#### DESCRIPTION OF THE TASK
Quote the records below word for word, please, from the very first line through the one that contains "- when some", and nothing beyond it.
:: AVAILABLE DATA ::
PR #416, opened 2026-04-01
[Feature] Data Dimension Fields

FlorianDeconinck:
# Description

The `gt4py` frontend requires the data dimensions to be statically defined as part of the type for the stencil definition. This means that all dimension sizes need to be known when _importing_ code. This is impractical when:
- integrating in a larger model where we only partially control configuration ingestion
- when some initial computation is required to determine the exact size of a dimensions (case of the Convective Tracers in GEOS)

We had introduced a `FieldBundle` to fix this issue, but encountered a series of issues with orchestration.

Building on the same idea of deferred types (see `internal.deferred_type` and `dsl.stencil`), we introduce `DataDimensionFields` that expose a  `declare` (static typing) and a `register` (dynamic sizing) function, solving the above, with a new series of simpler but orchestration worthy functions to access indexation:

- `def index(name: str)`: allows to get an index of a dimension by name if it was given in the `mapping`
- `def size()`: gives the size of a dimension for loops range

## Extra code

When modifying `stencil` I ran into a `mypy` issue leading to the clean up of how the global debugger is instantiated.

## How has this been tested?

New unit tests + is developed against `pyFV3` (PR/Branch TBD)

## TODO before merging

- [ ] Remove `FieldBundle`

## Checklist


FlorianDeconinck:
@twicki / @romanc : Review of the field code please

@oelbert  for reference.

ndsl/debug/config.py
romanc, line 1: Thanks for the cleanup 🧹

ndsl/internal/deferred_type.py
```diff
@@ -0,0 +1,66 @@
+import abc
+import ast
+import inspect
+from types import FrameType
+from typing import Any, Type
+
+
+def get_lhs_name(frame: FrameType | None) -> str:
+    """Inspect the back frame to retrieve the LHS of an assign
+    operation, will fail if any of those aren't true"""
```
romanc:
```suggestion
    """Inspect the back frame to retrieve the LHS of an assign
    operation. Will fail if any of those are None."""
```

ndsl/internal/deferred_type.py
```diff
@@ -0,0 +1,66 @@
...
+    if not isinstance(target_node, ast.Name):
+        raise RuntimeError("LHS retrieval failed: AST LHS malformed")
+    return target_node.id
+
+
+class StencilTypeRegistrar:
+    """Type registrar that knows how to give back true type.
+
+    This acts as a registrar and also a dynamic resolver to be able to swap to the true
+    type before
```
romanc: before what?

ndsl/internal/deferred_type.py
```diff
@@ -0,0 +1,66 @@
...
+    This type should carry all the API of the true type given by `resolve`
+    in order to be able to work with it as if it was resolved.
+    """
+
+    def __init__(self, name: str) -> None:
+        self.name = name
+
+    def __descriptor__(self) -> None:
+        # Ignore, use JIT
+        return None
```
romanc, line 63: I don't understand. What (type of JIT) is this descriptor for?

ndsl/quantity/data_dimensions_field.py
```diff
@@ -0,0 +1,257 @@
+import collections
+import inspect
+from dataclasses import dataclass
+from typing import Type
```
romanc: I think nowadays, lowercase `type` is generic and should work out of the box without an import.

ndsl/quantity/data_dimensions_field.py
```diff
@@ -0,0 +1,257 @@
...
+        data_dims: tuple[int] | collections.abc.Collection = tuple(),
+    ) -> None:
+        super().__init__(dtype, axes, data_dims)
+        self._mapping: SparseNameMapping = {}
+
+    def range(self, dimension_index: DataDimensionIndex) -> range:
+        return range(self.data_dims[dimension_index])
+
+    def set_mapping(self, mapping: SparseNameMapping) -> None:
+        self._mapping = mapping
```
romanc: How about we make this a proper property setter?

```suggestion
    @mapping.setter
    def mapping(self, mapping: SparseNameMapping) -> None:
        self._mapping = mapping
```

ndsl/quantity/data_dimensions_field.py
```diff
@@ -0,0 +1,257 @@
...
+        optionally a sparse mapping of name/index.
+
+        The same type cannot be registered twice and will error out.
+
+        Args:
+            pre_registration_type: Type returned by the "declare" function.
+            data_dimensions: tuple of int giving size of each data dimensions.
+            name_mapping: for each dimensions, a sparse dictionnary giving a name/index
+                to retrieve 3D fields by name.
+            dtype: Inner data type, defaults to Float.
```
romanc, line 110: Args here are out of date with args of the function

ndsl/quantity/data_dimensions_field.py
```diff
@@ -0,0 +1,257 @@
...
+        # Requires the _locals to get `name` - do not pull out of `register`
+        @oprepo.replaces(f"{name}.size")
+        def _data_dimensions_size(
+            pv: ProgramVisitor,
+            sdfg: SDFG,
+            state: SDFGState,
+            data_dim_index: int,
+        ) -> dace.int32:
+            size = cls._type_registrar[name].size(data_dim_index)
+            return dace.int32(size)
```
romanc: Should this honor literal integer precision configured in NDSL/GT4Py?

ndsl/quantity/data_dimensions_field.py
```diff
@@ -0,0 +1,257 @@
...
+        name_mapping: SparseNameMapping | None = None,
+        dtype: npt.DTypeLike = Float,
+    ) -> "DataDimensionsMarkupType":
+        """Declare a data dimension field and register it's size
+
+        Args:
+            data_dims: tuple of int giving size of each data dimensions.
+            name_mapping: for each dimensions, a sparse dictionnary giving a name/index
+                to retrieve 3D fields by name.
+            dtype: Inner data type, defaults to Float.
```
romanc: Args here are out of date with the args of the function

ndsl/quantity/data_dimensions_field.py
```diff
@@ -0,0 +1,257 @@
...
+    @classmethod
+    def get(cls, name: str) -> _DataDimensionsFieldDescriptor:
+        """
+        Declare a data dimension field - which will need to be properly
+        registered later.
+
+        Args:
+            name: name of the type as registered via `register`
+            do_markup: if name not registered, markup for a future specialization
+                at stencil call time
```
romanc:
```suggestion
        Args:
            name: name of the type as registered via `register`
```

ndsl/quantity/data_dimensions_field.py
```diff
@@ -0,0 +1,257 @@
...
+        return DataDimensionsField._type_registrar[self.name].range(dimension_index)
+
+    def _get_true_type(self) -> _DataDimensionsFieldDescriptor:
+        try:
+            return DataDimensionsField._type_registrar[self.name]
+        except KeyError:
+            raise KeyError(
+                f"Data dimension field {self.name} is not registered. "
+                f"Call DataDimensionsField.register({self.name})."
+            )
```
romanc: How about we flip this?

```suggestion
        if self.name not in DataDimensionsField._type_registrar:
            raise KeyError(
                f"Data dimension field {self.name} is not registered. "
                f"Call DataDimensionsField.register({self.name})."
            )
        return DataDimensionsField._type_registrar[self.name]
```

ndsl/quantity/data_dimensions_field.py
```diff
@@ -0,0 +1,257 @@
...
+
+        data_dims_size = []
+        for ddim_name in data_dimensions_names:
+            try:
+                data_dims_size.append(quantity_factory.sizer.data_dimensions[ddim_name])
+            except KeyError:
+                raise KeyError(
+                    f'Data dimension axis "{ddim_name}" is not present in QuantityFactory. '
+                    "Use QuantityFactory.add_data_dimensions prior to registering field."
+                )
```
romanc: How about we flip this?

```suggestion
            if ddim_name not in quantity_factory.sizer.data_dimensions:
                raise KeyError(
                    f'Data dimension axis "{ddim_name}" is not present in QuantityFactory. '
                    "Use QuantityFactory.add_data_dimensions prior to registering field."
                )
            data_dims_size.append(quantity_factory.sizer.data_dimensions[ddim_name])
```

romanc (commented):
Looking good to me - just a bunch of nitpicks inline.

ndsl/internal/deferred_type.py
FlorianDeconinck: This is for DaCe, push container/array dimensions resolutions for JIT

ndsl/quantity/data_dimensions_field.py
FlorianDeconinck: I don't have this reflex but yes, indeed!

ndsl/quantity/data_dimensions_field.py
FlorianDeconinck: I should, though this will probably always be used in a loop bound (until it is not for some odd reasons!).

ndsl/quantity/data_dimensions_field.py
```diff
@@ -0,0 +1,257 @@
...
+    def mapping(self) -> SparseNameMapping:
+        return self._mapping
+
+    @mapping.setter
+    def mapping(self, mapping: SparseNameMapping) -> None:
+        self._mapping = mapping
+
+    def index(self, name: str) -> int:
+        if len(self.data_dims) != 1:
+            raise NotImplementedError("Unimplemtened index on a multiple data dims")
```
twicki, line 55:
```suggestion
            raise NotImplementedError("Unimplemented index on a multiple data dims")
```

ndsl/quantity/data_dimensions_field.py
```diff
@@ -0,0 +1,257 @@
...
+        optionally a sparse mapping of name/index.
+
+        The same type cannot be registered twice and will error out.
+
+        Args:
+            pre_registration_type: Type returned by the "declare" function.
+            quantity_factory: Factory carrying the proper data dimensions axis described
+                in `data_dimensions_names`.
+            data_dimensions_names: list of name of data dimension axis.
+            name_mapping: for each dimensions, a sparse dictionnary giving a name/index
```
twicki, line 108:
```suggestion
            name_mapping: for each dimensions, a sparse dictionary giving a name/index
```

tests/quantity/test_datadimensionfields.py
```diff
@@ -0,0 +1,183 @@
...
+def setup_data_dimensions(quantity_factory: QuantityFactory):
+    quantity_factory.add_data_dimensions({"tracers": 8, "plumes": 3})
+
+    # Make sure this is called once
+    global SETUP_DDIMS_ONCE
+    if SETUP_DDIMS_ONCE:
+        return
+    SETUP_DDIMS_ONCE = True
+
+    mappings = {"A": 0, "C": 2, "D": 3, "G": 6, "H": 7}
```
twicki, line 51: I think there is something I don't get: I thought the mapping maps down to a 3d-field?

So for tracer and plumes, is this not illegal?

tests/quantity/test_datadimensionfields.py
```diff
@@ -0,0 +1,183 @@
...
+        self._the_stencil_3D(
+            in_tracers.data[:, :, :, my_index], out_field, self._my_local
+        )
+
+        # Name based access
+        self._the_stencil_3D(
+            in_tracers.data[:, :, :, Tracers.index("H")], out_field, self._my_local
+        )
+
+        # another_index = Tracers.index("H")  # BAD in orchestration
```
twicki, line 105: should this be here as a reminder?

ndsl/quantity/data_dimensions_field.py
```diff
@@ -0,0 +1,257 @@
...
+
+    Methods:
+        register: Register a type by sizing its data dimensions
+        declare: declare a type for future registration
+    """
+
+    _type_registrar: dict[str, _DataDimensionsFieldDescriptor] = {}
+
+    @classmethod
+    def register(
```
twicki, line 90: generally: is there ever a time where we add data dimensions to a quantity-factory but do not want the registered in the Data-Dim-Field? 

If not, should we bundle these up? would require more args to adding ddims. but might make it less error-prone?

FlorianDeconinck:
Requires https://github.com/NOAA-GFDL/NDSL/pull/431 merged first

tests/quantity/test_datadimensionfields.py
FlorianDeconinck: It's the other way around now that you point it out. The restriction in `index` for multiple data dims is wrong. `index` is not dimension-aware, user is in charge to apply it to the right dimensions.


So you can have `{"cloud": 7, "mid" 1}` and do `tracers_and_plumes_qty[:, :, :, Type.index("cloud"), Type.index("mid")]`

ndsl/quantity/data_dimensions_field.py
FlorianDeconinck: It's a good point. I am a bit worried about tying those two API closer. In my mind, this system is far from perfect and probably needs something on top to string it together.

@romanc: opinion?

tests/quantity/test_datadimensionfields.py
FlorianDeconinck: We have expected fail test now

ndsl/quantity/data_dimensions_field.py
FlorianDeconinck: Aaaaaaaaaaand I have a use case: TranslateTest uses one QuantityFactory per rank in serial mode :sob:

romanc: I think there is the _potential_ to streamline workflows here. I write _potential_ because until we have a working version and actual usage in user code, there's only speculation on how exactly `DataDimensionField`s will (have to) be used. While verbose (and thus potentially error prone), I think this is good enough for a first version. Time will tell if we can simplify workflows and/or have use-cases that we currently can't anticipate.

FlorianDeconinck: I would also note that this system is very much the result of the gt4py design of having _static_ data dimension sizes. If we were to curb this, lots of changes (clean up) could flow upstream.

ndsl/stencils/testing/translate.py
```diff
@@ -7,12 +7,15 @@
...
 from ndsl.dsl.stencil import StencilFactory
-from ndsl.optional_imports import cupy as cp
+from ndsl.optional_imports import cupy
 from ndsl.quantity import Quantity
 from ndsl.stencils.testing.grid import Grid
 from ndsl.stencils.testing.savepoint import DataLoader
 
 
+if cupy is None:
+    import numpy as cupy
```
oelbert, line 17: I know why you're doing this but it gives me the heebie-jeebies

ndsl/quantity/data_dimensions_field.py
```diff
@@ -0,0 +1,267 @@
...
+                )
+            data_dims_size.append(quantity_factory.sizer.data_dimensions[ddim_name])
+
+        cls._type_registrar[name] = _DataDimensionDescriptor[
+            gtscript.IJK, (dtype, tuple(data_dims_size))
+        ]
+        if name_mapping is not None:
+            cls._type_registrar[name].mapping = name_mapping
+
+        # Dynamic op replacement fo Type.index() function
```
oelbert: typo

oelbert (changes requested):
one typo

ndsl/stencils/testing/translate.py
FlorianDeconinck: It's not my favorite thing. But until we ramp up `xumpy` as a true cross-device numpy, it must be..

oelbert (approved):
:::
#### ANSWER TO THIS TASK
PR #416, opened 2026-04-01
[Feature] Data Dimension Fields

FlorianDeconinck:
# Description

The `gt4py` frontend requires the data dimensions to be statically defined as part of the type for the stencil definition. This means that all dimension sizes need to be known when _importing_ code. This is impractical when:
- integrating in a larger model where we only partially control configuration ingestion
- when some initial computation is required to determine the exact size of a dimensions (case of the Convective Tracers in GEOS)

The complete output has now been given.